Im Anschluss an den Workshop fand eine offene Gesprächsrunde statt. Die Teilnehmer*innen gaben folgende Rückmeldung zu Training:
Antonina Platonova (Kiew, Ukraine): Dies ist eine interessante und aktuelle Fortbildung über die kulturelle Anpassung von Migranten. Keiner der Ukrainer war darauf vorbereitet, ein Migrant zu werden, daher sind uns alle Prozesse, die uns widerfahren, fremd. Für mich persönlich war das Training eine Gelegenheit, mir Zeit zu nehmen und mich selbst zu sortieren, indem ich ein Problem formulierte, das man nicht allein analysieren kann. Die Informationen über Barrieren in der interkulturellen Kommunikation, über das Leben mit dem "Kulturschock" und wie man ihn bewältigen kann, wurden in einem interessanten und einfachen Format präsentiert. Ich habe viel über stereotypes Verhalten und interkulturelle Kompetenz gelernt. Ich würde mich sehr freuen, wenn es weiterhin solche Treffen geben würde; wir brauchen diese Unterstützung jetzt wirklich.
Myroslava Kurylkoo (Kiew, Ukraine): Das Training hat bei mir einen großen und positiven Effekt hinterlassen. Ich habe viel darüber gelernt, wie man sich in eine neue Kultur begibt und vor allem darüber, in welcher Phase des "Kulturschocks" ich mich befinde. Ich wusste vor der Schulung nichts über diesen Prozess. Ich habe gelernt, wie ich sie weniger schmerzhaft erleben kann und welche Methoden ich anwenden kann, um sie zu überwinden (denn es war sehr schwierig, sie selbst zu verstehen, aber Ihr Training hat mir dabei geholfen). Im Allgemeinen war es sehr nützlich und gut organisiert. Ich danke Ihnen!
Fisak Olha (Kharkov, Ukraine): Der Workshop ist für Flüchtlinge aus der Ukraine sehr wichtig, und nicht nur für sie. Man braucht solche Veranstaltungen, um sich nicht im Dschungel der Psyche zu verirren und um nicht mit seinen Problemen allein zu sein! Das ist Kommunikation mit interessanten Menschen, Diskussion über Themen, die Sie betreffen. In einer intellektuellen und freundlichen Atmosphäre verging die Zeit wie im Fluge! Vielen Dank an die Organisatoren und Teilnehmer!
Alina Lukina (Odessa, Ukraine): Das Training ist sehr relevant und nützlich für mich, definitiv! Ich habe festgestellt, dass ich mich in einem Kulturschockzustand befinde, aber in einem für meine Psyche angenehmeren Zustand! Tolle Präsentation des Materials, alles ist verständlich! Das Training fand in einer angenehmen, freundlichen Umgebung statt, was mir half, mich zu entspannen und offen über meine Erfahrungen zu sprechen!
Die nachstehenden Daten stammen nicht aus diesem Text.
Issue #825, opened 2026-04-21
tech-debt: document JSON-serializability constraint on UploadWriter.close() return (Stage 11 PR #819)


johnrtipton:
PR #819's UploadWriter.close() return is stored on entry.writer_result and surfaced to templates + JS via get_upload_state. Must be JSON-serializable for the websocket pathway. Non-serializable return (e.g. boto3 client object) would break the state update. Document the constraint; consider a type check with a clear error.

johnrtipton:
Shipped via #864 (merged). GitHub's `Closes` syntax only auto-closes the first listed issue — closing manually.

PR #878, opened 2026-04-22
feat: declarative UX attributes — dj-mutation, dj-sticky-scroll, dj-track-static (v0.6.0)

johnrtipton:
## Summary

Three small declarative HTML attributes that replace custom `dj-hook` code every production djust app tends to write. First three features from the v0.6.0 interactivity pass — all follow the same "document-level MutationObserver + per-element attachment" pattern as `dj-dialog`, so VDOM morphs that inject or remove the marker re-wire observers automatically.

## `dj-mutation` — `37-dj-mutation.js`

Fires a server event when the marked element's attributes or children change.

```html
<div dj-mutation="handle_change" dj-mutation-attr="class,style"></div>
<div dj-mutation="on_kids" dj-mutation-debounce="300"></div>
```

**Dispatch path**: local cancelable `dj-mutation-fire` CustomEvent (application code can `preventDefault()`), then forwarded to `window.djust.handleEvent` so the server-side `@event_handler` named in `dj-mutation="..."` actually runs. Default 150 ms debounce coalesces bursts (e.g. chart library re-rendering 50× in 10 ms → one server event).

## `dj-sticky-scroll` — `38-dj-sticky-scroll.js`

Keeps a scrollable container pinned to the bottom when children are appended, backs off on scroll-up, resumes on return. 1 px sub-pixel tolerance.

```html
<div dj-sticky-scroll style="overflow-y: auto; height: 400px">
    {% for msg in messages %}<div>{{ msg.text }}</div>{% endfor %}
</div>
```

## `dj-track-static` — `39-dj-track-static.js`

Phoenix `phx-track-static` parity. Production-critical for zero-downtime deploys — without it, clients on long-lived WS connections silently run stale JS after a deploy.

```html
<script {% djust_track_static %} src="{% static 'js/app.abc.js' %}"></script>
<link  {% djust_track_static %} rel="stylesheet" href="...">
<script dj-track-static="reload" src="...">  <!-- auto-reload on change -->
```

Snapshots element `src` / `href` on DOMContentLoaded; diffs against the snapshot on every `djust:ws-reconnected` event. Dispatches `dj:stale-assets` CustomEvent (`detail.changed` = list of new URLs), or calls `window.location.reload()` when a changed element carried `dj-track-static="reload"`.

## Supporting changes

- **`03-websocket.js`** — `onopen` dispatches `document.dispatchEvent(new CustomEvent('djust:ws-reconnected'))` on every reconnect so `dj-track-static` (and any application code) can listen without patching internal WS state.
- **`live_tags.py`** — new `{% djust_track_static %}` template tag returning `mark_safe("dj-track-static")` for discoverability.
- **`scripts/build-client.sh`** — `gzip -n` added to make `.gz` output deterministic (avoids an infinite pre-commit hook loop where each build embedded a fresh mtime).
- **`.pre-commit-config.yaml`** — `trailing-whitespace` and `end-of-file-fixer` now exclude `*.min.js` and `*.min.js.map` (terser doesn't emit a trailing newline, so the fixer kept re-modifying the output and tripping the hook loop).
- **`docs/website/guides/declarative-ux-attrs.md`** — user-facing guide (linked from `_config.yaml` and `index.md`).

## Test plan

- [x] `tests/js/dj_mutation.test.js` — **7** cases (attribute change, childList change, debounce coalescing, late-inject VDOM morph, global export, forwarding to `window.djust.handleEvent`, `preventDefault` cancels server call)
- [x] `tests/js/dj_sticky_scroll.test.js` — **5** cases (scroll-on-append, stop-on-scroll-up, resume-on-return, teardown-on-remove, global export)
- [x] `tests/js/dj_track_static.test.js` — **5** cases (no-event on unchanged, event on changed, reload flag, `<script>` + `<link>` both tracked, global export)
- [x] `tests/unit/test_djust_track_static_tag.py` — **4** cases (bare marker, inside `<script>`, inside `<link>`, `mark_safe` non-escape)
- [x] Full suite: **1231/1231** JS pass, **5710/5710** Python pass, **620/620** Rust pass
- [x] Self-review caught and fixed a 🔴: original `dj-mutation` dispatched only the local CustomEvent and never reached the server. Now wires through `window.djust.handleEvent`.

## Self-review 🟡 addressed

- `parseInt` result guarded with `Number.isFinite(...)` so garbage `dj-mutation-debounce` values fall back to 150.
- `_tearDownDjMutation` clears any pending `setTimeout` so a detached element can't fire a stray CustomEvent after removal.
- `_checkStale` comment/code mismatch clarified — disconnected elements are now treated as unchanged rather than being silently re-assigned their old URL.

## ROADMAP

Three entries flipped to shipped in `ROADMAP.md` under v0.6.0.


johnrtipton (commented):
## Stage 11 Code Review — Independent Reviewer

**Verdict: APPROVE with minor comments** (nothing blocking; a couple of small footguns + one test-coverage suggestion).

### What's good

- Plan adherence (`.pipeline-state/feat-declarative-ux-attrs-v060-plan.md`) is close to exact — all three modules shipped where specified, observer-lifecycle strategy matches the dj-dialog precedent, and Stage 7's fixes landed (server dispatch via `window.djust.handleEvent`, debounce `NaN` guard, pending-timer cleanup).
- `window.djust.handleEvent` contract is real — assigned in `11-event-handler.js:153`, referenced with `typeof === 'function'` guard in `37-dj-mutation.js:71`. No fragile coupling.
- `djust:ws-reconnected` is correctly gated by `this.stats.connectedAt !== null` in `03-websocket.js:124` — first connect will NOT falsely trip `dj-track-static`. Good.
- CustomEvent contract correctness: `el.dispatchEvent(ev)` return value is checked at `37-dj-mutation.js:67-68` (`if (!proceed) return`). Matches spec and tests verify both paths.
- Template tag `{% djust_track_static %}` is `mark_safe` on a literal string constant — no XSS vector. `test_marker_is_not_html_escaped` is a nice paranoia check.
- `gzip -n` determinism fix plus the `.min.js*` pre-commit exclude are reasonable closed-loop protection against the hook-loop class of bug.

### Non-blocking concerns

**1. `dj-mutation` / `dj-sticky-scroll` — attribute-removal (not node-removal) is unhandled.** (`37-dj-mutation.js:131-137`, `38-dj-sticky-scroll.js:77-83`)
The root observer watches `removedNodes` but never re-checks the marker attribute itself. If a template author uses `dj-ignore-attrs="dj-mutation"` or the server patches the attribute off a still-connected element, the observer keeps running forever. Low-severity — probably no real caller will do this — but it's the footgun a helpful user will find. A 3-line `attributeFilter: ['dj-mutation', 'dj-sticky-scroll']` branch on the root observer would close it. Happy to defer to v0.6.1 if desired.

**2. `dj-track-static` — `_djTrackStaticSnapshot` uses `Map<element, url>`, not `WeakMap`.** (`39-dj-track-static.js:30-34`)
This is deliberate (`Map` is iterable, `WeakMap` isn't), but it means every tracked `<script>`/`<link>` is pinned to a strong reference for the document's lifetime. In practice these live in `<head>` and are never garbage-collected anyway, so the impact is zero. Just worth a one-line comment noting the tradeoff for a future reader who might be tempted to "optimize" to WeakMap.

**3. `dj-sticky-scroll` unconditionally calls `_scrollToBottom(el)` on install.** (`38-dj-sticky-scroll.js:37`)
If a template author slaps `dj-sticky-scroll` on a container that isn't a chat/log view (e.g. a long article they want to open at the top), the initial scroll jumps to the bottom. Documented implicitly as "chat/log UX" in the guide but not flagged as a gotcha. Consider a one-line caveat in `docs/website/guides/declarative-ux-attrs.md` under the "How it works" bullets.

### Edge cases considered and covered

- Element removed while debounce pending — `_tearDownDjMutation` -> `entry.clear()` cancels the timer (`37-dj-mutation.js:101-103`). Covered.
- Element inserted post-mount (VDOM morph) — root observer picks up `addedNodes` and its subtree. Test `installs an observer on an element inserted later` verifies.
- Reconnect storm — `_checkStale` iterates the cached snapshot Map, not the live DOM, so N reconnects = N cache walks over the same fixed set. O(tracked-assets) per reconnect, not O(DOM). Fine.
- CustomEvent `preventDefault` path — tested (`dj_mutation.test.js:138-151`).

### Test gap

**`dj_mutation.test.js`** covers the happy paths but nothing asserts **cleanup on removal**. Suggest one test that (a) installs a dj-mutation element, (b) mutates it to prime a debounce timer, (c) removes the element before the timer fires, (d) asserts `handleEvent` was NOT called after `setTimeout(..., debounce + 10)`. Tests that cleanup is actually hooked up end-to-end, not just that the function exists.

### Plan deviations

Minor and all beneficial:
- Modules grew from ~50/40/30 LOC plan estimates to ~150/~95/~100 actual, mostly from defensive-coding additions (NaN guards, clear() on teardown, `attrsChanged` Set to dedupe). Justified — the Stage 7 review drove most of these.
- Plan mentioned a separate `djust_track_static.py` templatetag module; impl correctly folded it into existing `live_tags.py` (matches the "confirm no clash" note at the bottom of the plan).

### Bottom line

Ship it. None of the above should block merge. Address (1) and the test gap in a small v0.6.1 follow-up if not wanted here.

— Stage 11 independent review

johnrtipton:
# Retro — PR #878 (feat: declarative UX attributes)

**Branch**: `feat/declarative-ux-attrs-v060`
**Merged**: 2026-04-22
**Scope**: 3 features in 1 batch PR (`dj-mutation`, `dj-sticky-scroll`, `dj-track-static`) — v0.6.0 milestone.

## What Worked Well

- **Batching related features via `--group`**. Three small declarative attributes landed as one ~19-file PR instead of three small PRs churning CHANGELOG/ROADMAP thrice. The shared pattern (document-level MutationObserver + per-element attachment) made a single planning pass cheap.
- **Stage 7 self-review caught a load-bearing 🔴** that tests alone would not have: the original `dj-mutation` dispatched only a local CustomEvent and never forwarded to the server. Tests all passed, but the feature didn't actually work as advertised. The reviewer agent traced "where is the server hop?" and found the gap.
- **Deterministic build** — the `gzip -n` fix ended the pre-commit loop that wasted 5+ minutes of iteration. Carrying that fix into the milestone retro as a baseline hygiene item.

## What Didn't Work

- **`pre-commit run --all-files` was destructive.** When the commit loop failed, running `pre-commit run --all-files` to diagnose ended up applying whitespace fixes to 5 unrelated files (DEBUG_PANEL_VISION.md, components_only_demo.py, two .pxd files, test_jit_short_circuit.py). Had to `git stash push -- <paths>` to salvage the feature scope. Lesson: never run `--all-files` mid-commit loop — debug with a single-file invocation.
- **Pre-commit `end-of-file-fixer` fought the terser output.** `*.min.js` and `*.min.js.map` don't end with a trailing newline by terser's design; the EOF hook keeps "fixing" them. Fixed by adding an `exclude: '\.min\.js(\.map)?$'` rule, but this was latent for the entire v0.5.1 cycle.
- **First JS test run was flaky once.** Full-suite run with 98 test files + vitest parallelism caught the dj-mutation test suite once with 0-event-where-1-expected, cleanly passed on re-run. Noting for awareness — may need to mark `tests/js/dj_mutation.test.js::fires dj-mutation-fire on attribute change` as fake-async-aware or increase the 5ms wait.

## What To Improve

- **Add a pre-commit smoke check that detects hook loops** — if the same hook fails with "files were modified by this hook" twice consecutively, bail out with a clear error instead of silently retrying. Tracked via a follow-up issue (or defer to the next pre-commit config cleanup pass).
- **Self-review agents should verify server-side dispatch path for client features.** The Stage 7 catch was specifically "the code dispatches a CustomEvent but no listener routes to server" — this pattern (observer → local event → server) was implicit in the plan but not in the implementation. Making server-roundtrip an explicit test category in `tests/js/` would have caught it pre-review.
- **Stage 11 (Code Review) found 4 🟡 items not caught by Stage 7.** The two reviewers genuinely found different things — validates keeping both stages rather than collapsing them. One of the 🟡s (attribute removal on kept element) is a real edge case that Stage 7 missed.

- Add to CLAUDE.md / project docs: *"Never run `pre-commit run --all-files` during a commit loop — it fixes the whole repo."*
- Add to `declarative-ux-attrs.md` guide: the `dj-track-static` Map-vs-WeakMap rationale (#880) once addressed.

## Recurring Issue Tracker

- **Pre-commit hook loop** — this is the second time in v0.5.1–v0.6.0 that a hook-modifies-then-re-fails cycle blocked a commit (first was #825's upload abort commit). Root cause: non-deterministic build outputs + over-aggressive fixers. `gzip -n` + `*.min.js*` exclude addresses both classes.
- **Batch PR sizing.** PRs #870 + #878 + earlier batches: 3-task groups land in ~19-25-file PRs with 15-17 test cases. That's the sweet spot. Going beyond 5 tasks per batch produces PRs that reviewers miss things in.

## Review Stats

| Metric | Value |
|---|---|
| Tests added | 17 JS cases + 4 Python cases |
| 🔴 findings (Stage 7) | 1 (fixed before PR) |
| 🟡 findings (Stage 7) | 4 (fixed before PR) |
| 🔴 findings (Stage 11) | 0 |
| 🟡 findings (Stage 11) | 4 (deferred → #879, #880, #881, #882) |
| CI failures | 0 |
| Re-commit attempts | ~6 (pre-commit hook loop) |

## Deferred Items

Tracked in:
- #879 — dj-mutation/dj-sticky-scroll root observer misses attribute removal on kept element
- #880 — dj-track-static Map-vs-WeakMap deliberate choice needs comment
- #881 — dj-sticky-scroll unconditional scroll-to-bottom on install: document or gate
- #882 — dj-mutation test gap: element removed before debounce fires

Als ich zu meinen Lieben zurückkehrte, teilte ich das neue Wissen sofort mit meiner Familie. Die Nützlichkeit dieser Ausbildung ist enorm! Ich danke Ihnen vielmals!
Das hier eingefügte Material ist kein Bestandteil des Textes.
PR #850, opened 2016-09-27
[cassandra] Increase Cassandra test timeout and add logging for test failures

### LINKED ISSUE #495: Cassandra 2.1+ Binding fails on windows due to timeout

risdenk:
Added slf4j-simple so we can see what is happening during the Cassandra tests and get an idea why it fails. The timeout was increased from 10 seconds to 120 seconds. I tried 60 seconds but on Docker it still failed. Bumping up to 120 seems to have worked.

Fixes #495

### DIFF
--- a/cassandra/pom.xml
+++ b/cassandra/pom.xml
@@ -57,6 +57,12 @@ LICENSE file.
       <scope>test</scope>
     </dependency>
     <dependency>
+      <groupId>org.slf4j</groupId>
+      <artifactId>slf4j-simple</artifactId>
+      <version>1.7.21</version>
+      <scope>test</scope>
+    </dependency>
+    <dependency>
       <groupId>junit</groupId>
       <artifactId>junit</artifactId>
       <version>4.12</version>
--- a/cassandra/src/test/java/com/yahoo/ycsb/db/CassandraCQLClientTest.java
+++ b/cassandra/src/test/java/com/yahoo/ycsb/db/CassandraCQLClientTest.java
@@ -54,6 +54,9 @@ import java.util.Set;
  * Integration tests for the Cassandra client
  */
 public class CassandraCQLClientTest {
+  // Change the default Cassandra timeout from 10s to 120s for slow CI machines
+  private final static long timeout = 120000L;
+
   private final static String TABLE = "usertable";
   private final static String HOST = "localhost";
   private final static int PORT = 9142;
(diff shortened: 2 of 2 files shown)


risdenk:
@busbey can you take a peek?

risdenk:
@jixuan1989 if you could test/review this change it would be greatly appreciated. Reviews and tests can be completed by anyone.

jixuan1989:
@risdenk  Thanks, no problem. I will try it, but maybe a little delay because the holiday of National Day of China is coming.. 
Anyway, I can try it ASAP.

jixuan1989:
I have tested the timeout setting and it really works. 

However, though we can get more information  in the test process by add slf4j-simple, I think loggers print too many log records.. 
 
So do you really want to print these logs all the time? or just add them when you want to debug?

risdenk:
@jixuan1989 Thanks! I agree it prints too much currently. I'll remove the logging since the timeout is the important piece.

risdenk:
Uggghhhh looks like we are going to need the logging: 

```
Datacenter: datacenter1; Host: localhost/127.0.0.1; Rack: rack1
Killed
[ERROR] Failed to execute goal org.apache.maven.plugins:maven-surefire-plugin:2.8:test (default-test) on project cassandra-binding: There are test failures.
```

There is no information as to why Cassandra was Killed. Memory maybe?

jixuan1989:
I have tested many times but can not reproduce the upper  error case... I feel a little strange that why Cassandra does not  print anything except for `killed`. 

In general, even if we need the logs for diagnosis, the ERROR level is enough rather than INFO for cassandra (if we just want to know what causes an error, rather than observe the startup progress).  

e.g., 
`[main] ERROR org.cassandraunit.utils.EmbeddedCassandraServerHelper - Cassandra daemon did not start after 120 ms. Consider increasing the timeout`
`Tests run: 1, Failures: 1, Errors: 0, Skipped: 0, Time elapsed: 5.143 sec <<< FAILURE!`
this log means the timeout is too small (I change the timeout from 120s to 1.2s for generating this error.)

Because of the upper reason, I think even we use slf4j-simple, we can set the logger level from INFO to ERROR or WARN to reduce log content. 

But if the log of  ERROR level does not help us to find out reasons such as the `killed` case (I cannot reproduce this case on my Windows), I will agree with current modifications.

Or, if setting the log level is not an easy work, I will also agree with  current modifications.

:D

jixuan1989:
Then, as you said,  the timeout is the important piece. So I think if you think deatiled log is more helpful currently, we can approve this modificatins. Anyway, the short timeout causes too many failed tests, and it is troublesome...

risdenk:
Thanks @jixuan1989  going to merge for now to get the timeout in. The logs are already crazy with the code style stuff. We can readdress the log level later.

jixuan1989:
That's OK. 
Let me know for any other issues, Cassandra-related in particular, so I can contribute more..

Kradozhon Anna (Kiew, Ukraine): Es war großartig, ich hatte keine Ahnung, dass es für einen Prozess wie Kulturschock eine Theorie gibt. Es hat einem bewusstgemacht, dass man nicht allein ist, wenn es darum geht, mit neuen Herausforderungen fertig zu werden - jeder macht das durch. Es war sehr wertvoll, dass solche ungewöhnlichen Informationen für jedermann zugänglich waren. Vielen Dank an die Organisatoren und alle, die an dieser Veranstaltung beteiligt waren
Romets Nataliia (Ukraine): Der Workshop wurde in einer freundlichen Atmosphäre abgehalten. Das Thema der interkulturellen Beziehungen wurde mit der richtigen Tiefe des Verständnisses nähergebracht. Es hat mein Verständnis für die Problematik der Anpassung in Deutschland erheblich verbessert und wird mir zugutekommen. Informationen über das Leben in Deutschland und die deutsche Nationalkultur wurden für mich sehr wichtig. Vielen Dank, dass Sie dieses Seminar organisiert haben!
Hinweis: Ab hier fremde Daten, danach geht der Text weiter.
PR #872, opened 2016-11-08
Update README and sample config file for jdbc

gitanuj:
I was going through jdbc bindings (for integration with cockroachdb) and found some inconsistencies:
1. The README mentions that a workload file can be supplied to com.yahoo.ycsb.db.JdbcDBCreateTable. However there's nothing in the class which makes use of it. I assume it's unnecessary.
2. Update the property key for jdbc driver from "jdbc.driver" to "db.driver" according to JdbcDBClient.DRIVER_CLASS.


risdenk:
@gitanuj Thanks for the PR! I won't have a chance to look at this till Friday but wanted you to know it was seen.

Melnichenko Olena (Kiew, Ukraine): Ich danke für dieses interessante und dynamische Training. Ich habe die gute Atmosphäre in der Gruppe, das interaktive Format und die Möglichkeit zur Gruppendiskussion sehr genossen. Ich fühle mich jetzt weniger ängstlich, wenn ich mich in interkulturellen Situationen befinde, weil ich jetzt meinen Charakter und die daraus resultierende Positionierung klarer sehen und reflektieren kann. Mehr noch: Ich habe auch viele Ansatzpunkte für eine erfolgreiche Kommunikation im Kontakt mit anderen Kulturkreisen gewonnen.